Rainwater harvesting: Another cost effective source of water

A STRUCTURE built for rainwater harvesting. In urban centres sim tanks could also be ideal.


“WATER is life,’’ this is a common saying all over the world. There can be no life without water. The daily consumption of water at various places, including homes and industries, justifies this old adage.

Even in offices, schools and hospitals, many activities depend on water. People and animals drink it whenever they are thirsty, and that makes it the most important element in our lives.

However, the availability of piped water in urban areas, especially in the city of Dar es Salaam seems to be confined to a few areas of the city centre and a few outskirts like Kimara, Mbezi, Tabata, Mikocheni and Tegeta.

Other parts of the city, including Mtoni and Temeke also receive piped water, though their neighbours like Mbag ala and Kongowe get supply from deep wells.

Other areas of the city, including Tabata, Segerea, Vingunguti, Gongo la Mboto have no choice but to rely on wells drilled either by Dar es Salaam Water and Sewerage Authority ( DAWASCO), otherwise they have to depend on individuals drilling wells at a very high cost.

The cost of drilling one well ranges from 10m/- to 15m/- depending on how deep this structure will be. DAWASCO is charged with supplying and distributing water to residents in Dar es Salaam and Pwani Regions.

However, the authority cannot satisfy the increasing number of residential areas as the rate of population growth outpaces that of infrastructure development.

In some areas of Pwani regions, often one sees women and children carrying buckets of water drawn from shallowwells. This is a common sight in Kisarawe, Pugu and many villages in Kibaha District.

Unfortunately, water from shallow wells is usually con taminated, collecting waste matter downstream. Drilled water is often salty and needs to undergo processing before one can be certain to get clean drinking water.

It is clear that apart from DAWASCO and private individuals who are supplying water, there is need to look for other sources of water supply. In March and April, the country receives heavy rains and plenty of water can be collected from floods.

All of it however goes into the sea or simply disappears into the ground. Many people in urban centres do not seem to seize this as an opportunity to harvest clean and safe water.

Only a handful are aware of this rainy season advantage. “I get clean water throughout the year, no bills no shortage.

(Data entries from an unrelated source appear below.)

Issue #2014, opened 2017-09-19
Sankey hover text placement


jackparmer:
@alexcjohnson noticed a hover placement issue with Sankey - here the 633 appears on top of the white box instead of inside it. Not sure if it's a JSON construction issue or a Plotly.js issue.

![image](https://user-images.githubusercontent.com/1865834/30574500-5d0e73dc-9cc8-11e7-803b-d577e8f65488.png)

The wapo hover text can also go off into the ether and does not always seem to point at the selected line:

![image](https://user-images.githubusercontent.com/1865834/30574529-88e96ec6-9cc8-11e7-81ff-748bd5144dc4.png)

Both of these examples are from https://medium.com/@plotlygraphs/4-interactive-sankey-diagram-made-in-python-3057b9ee8616

/cc @monfera @alishobeiri

monfera:
Looks like the out-of-box number happens on items that show a `Source:` and a `Target:` line, but no title above it, as on the above example, because the few items with a `label` are fine:
![image](https://user-images.githubusercontent.com/1548516/30584156-2e9abaf4-9d29-11e7-8377-45ccaa9984f6.png)

This codepen example also has links both with and without `label`, and both render fine:

![image](https://user-images.githubusercontent.com/1548516/30584366-c6364cd4-9d29-11e7-8c79-18b0f925372d.png)

![image](https://user-images.githubusercontent.com/1548516/30584334-b29b323e-9d29-11e7-9ed2-1974db25b694.png)

I'll look at how the data is different here.

monfera:
Reopening to be able to link the other fix (closing only when that's done too)

monfera:
@alexcjohnson the only remaining problem is the sometimes misplaced tooltip, seen when the browser window [here](https://plot.ly/~alishobeiri/1367.embed) is wide and `div.svg-container` gets a `margin: auto`, as inlined style. Any quick thought on where this `auto` is coming from? I copied `data` and `layout` and I didn't get that. I can look it up if it'd take time.

monfera:
Added an effective [fix](https://github.com/plotly/plotly.js/pull/2027), and, depending on the answer I'd need to add an appropriate test. It looks like our [guideline](https://plot.ly/javascript/responsive-fluid-layout/) on fluid layout tampers with the `gd` `margin` rather than the `paperdiv` (=== `div.svg-container`) margin.

monfera:
[...]

PR #2016, opened 2017-09-19
Sankey default link label

monfera:
Fixes https://github.com/plotly/plotly.js/issues/2014

### DIFF
--- a/src/traces/sankey/plot.js
+++ b/src/traces/sankey/plot.js
@@ -145,7 +145,7 @@ module.exports = function plot(gd, calcData) {
             y: hoverCenterY - rootBBox.top,
             name: d3.format(d.valueFormat)(d.link.value) + d.valueSuffix,
             text: [
-                d.link.label,
+                d.link.label || '',
                 ['Source:', d.link.source.label].join(' '),
                 ['Target:', d.link.target.label].join(' ')
             ].filter(renderableValuePresent).join('<br>'),
--- a/test/jasmine/tests/sankey_test.js
+++ b/test/jasmine/tests/sankey_test.js
@@ -112,6 +112,8 @@ describe('sankey tests', function() {
                 expect(fullTrace.link.target)
                     .toEqual([], 'presence of link target array is guaranteed');
 
+                expect(fullTrace.link.label)
+                    .toEqual([], 'presence of link target array is guaranteed');
             });
 
         it('\'Sankey\' specification should have proper types',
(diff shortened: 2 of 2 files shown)


monfera:
Changes 
image

to

image

src/traces/sankey/defaults.js
```diff
@@ -31,13 +31,13 @@ module.exports = function supplyDefaults(traceIn, traceOut, defaultColor, layout
...
     }));
 
-    coerce('link.label');
     coerce('link.source');
     coerce('link.target');
     coerce('link.value');
     coerce('link.line.color');
     coerce('link.line.width');
 
+    coerce('link.label', traceOut.link.value.map(function() {return '';}));
```
alexcjohnson: 🐎  (also for `link.color`) we're always doing this `map` even if we don't need the default. Would it be worth either:
- running that after the `coerce` call, ie:
```js
var linkLabel = coerce('link.label');
if(!linkLabel) traceOut.link.label = traceOut.link.value.map(function() {return '';});
```
- building into `coerce` that you can pass a function as `dflt` and it will only be called if needed?
```js
coerce('link.label', function() { return traceOut.link.value.map(function() {return '';}); });
```
thoughts?

alexcjohnson: Also typically when we rely on a previously coerced value to modify later behavior, usually we just save it from its coercion: `var linkValue = coerce('link.value')`

Which brings up the question: some of these inputs are strictly necessary in order to have meaningful output. What's the minimal set here, without which we should [automatically hide the trace](https://github.com/plotly/plotly.js/blob/790d470b901a38713728b5c9dc10bc624fed39ad/src/traces/scatter/defaults.js#L34-L37)? If there's no `link.value` this `map` will throw an error, which we definitely don't want.

alexcjohnson: Oh I guess you default to `[]` so it won't error... but it still doesn't seem meaningful right?

monfera: Good point, definitely worth avoiding useless work. Whenever adding some array attributes, I felt it'd be good to be able to specify a default value for the array elements (in `attributes.js`) rather than just the whole array. But your suggestion is more flexible because it allows a function (default element values depending on other values) so I'll

etpinard: @monfera why don't you move this piece of logic to the `calc` step?

monfera: @etpinard I think of array values as conceptually default-able (though there's no `elementDefault` in `attributes.js`), and saw usages elsewhere that were also in `defaults.js`. But I can do it in `calc` or even in the tooltip caller code `linkLabel || ''` - after all, only the tooltip has a problem with `undefined`, which is external to `sankey`. As @alexcjohnson had an alternative suggestion, I wonder which direction would be best in this case.

alexcjohnson: Ah, if you can handle it entirely at the point of hover - so no fallback processing needs to happen at all during plotting - that seems like the best of all, performance-wise, and we do have other examples of arrays that may or may not exist and we leave it until the value is needed to test this rather than trying to fill it in at `supplyDefaults` or even `calc`.

monfera: The fix got pivoted to this consensus, the `assertLabel` test function now also checks whether the value no longer breaches the tooltip bounding box for a new test case (and other tests that use it already). The test properly breaks when I comment out the fix.

monfera: The commit is in, that's all there is to it, plus the tests 😄

alexcjohnson:
Super - thanks for the quick turnaround! 💃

My family can carry out all house chores without any interruption, thanks to the rainwater we harvest every season,’’ says 64 year-old Humphrey Isaac, a businessman who runs two butchers at Gongo la Mboto.

While he was constructing his house a couple of years back, he also dug a deep hole and installed twelve culverts to make a deep welllike structure.

Rainwater collects in the “well’’ and members of the household draw water using a small plastic container. The well is located in a convenient corner of the house for easy reach.

Rainwater harvesting involves collecting and storing water in cost effective structures mostly for domestic purposes. In some areas in the country, rainwater is harvested by building dykes and drawing it using water pumps.

In many urban centres, especially Dar es Salaam where access to water is such a big challenge, rainwater collection is an important task worth our consideration.

It may not necessarily involve a campaign, but a simple decision to make, by just including a rainwater structure in the house plan, while remembering that water is an essential component of a household.

Veronica Mwasha of Kimara has a different system. The roof gutters on her house collect rainwater and transfer it to five simtanks each with capacity to hold 5,000 ml of water.

“With this storage system, I have no complaint of water shortage at any time of the year. After all, in my area, we have no water pipe system, so I can never think of DAWASCO supplying us with water,’’ she says.

“We are used to fending for ourselves, most people however don’t go for rainwater. They draw it from drilled wells but this again is salty water.” A couple of weeks ago, DAWASCO celebrated Maji Week by connecting new customers almost for free, but these were required to pay at small installments to make that the exercise is not disrupted.

In fulfilling one of the requirements of the Sustainable Development Goals, residents have this obligation of helping the water authorities to look for another alternative source of water on their own.